Stored items
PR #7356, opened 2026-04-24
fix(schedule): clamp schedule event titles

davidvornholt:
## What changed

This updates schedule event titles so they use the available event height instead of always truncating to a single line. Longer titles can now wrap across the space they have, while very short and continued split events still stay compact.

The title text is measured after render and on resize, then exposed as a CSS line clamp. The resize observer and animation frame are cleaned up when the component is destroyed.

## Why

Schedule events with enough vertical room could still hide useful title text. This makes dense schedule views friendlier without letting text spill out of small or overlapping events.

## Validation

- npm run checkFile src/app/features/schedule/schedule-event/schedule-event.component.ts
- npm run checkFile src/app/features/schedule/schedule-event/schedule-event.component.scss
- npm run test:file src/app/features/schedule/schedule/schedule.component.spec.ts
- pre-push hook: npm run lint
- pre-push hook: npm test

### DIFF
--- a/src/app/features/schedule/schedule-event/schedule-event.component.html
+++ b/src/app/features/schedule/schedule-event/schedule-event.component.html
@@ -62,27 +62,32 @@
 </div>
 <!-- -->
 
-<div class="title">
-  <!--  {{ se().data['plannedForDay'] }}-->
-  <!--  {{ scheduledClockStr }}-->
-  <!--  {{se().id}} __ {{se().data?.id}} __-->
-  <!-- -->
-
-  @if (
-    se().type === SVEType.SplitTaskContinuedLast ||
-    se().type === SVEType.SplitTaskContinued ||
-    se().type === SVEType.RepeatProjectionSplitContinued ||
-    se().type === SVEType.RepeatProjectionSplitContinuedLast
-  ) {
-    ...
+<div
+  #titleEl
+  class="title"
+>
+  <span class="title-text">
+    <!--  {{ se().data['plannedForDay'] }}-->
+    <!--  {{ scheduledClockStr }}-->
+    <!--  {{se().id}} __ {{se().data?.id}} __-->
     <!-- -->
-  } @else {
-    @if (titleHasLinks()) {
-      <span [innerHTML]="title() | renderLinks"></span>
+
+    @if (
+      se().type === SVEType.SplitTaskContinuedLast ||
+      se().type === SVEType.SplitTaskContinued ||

## Exercise details
The lines above that include "type" should each be listed.

## Result of this exercise
-    se().type === SVEType.SplitTaskContinuedLast ||
-    se().type === SVEType.SplitTaskContinued ||
-    se().type === SVEType.RepeatProjectionSplitContinued ||
-    se().type === SVEType.RepeatProjectionSplitContinuedLast
+      se().type === SVEType.SplitTaskContinuedLast ||
+      se().type === SVEType.SplitTaskContinued ||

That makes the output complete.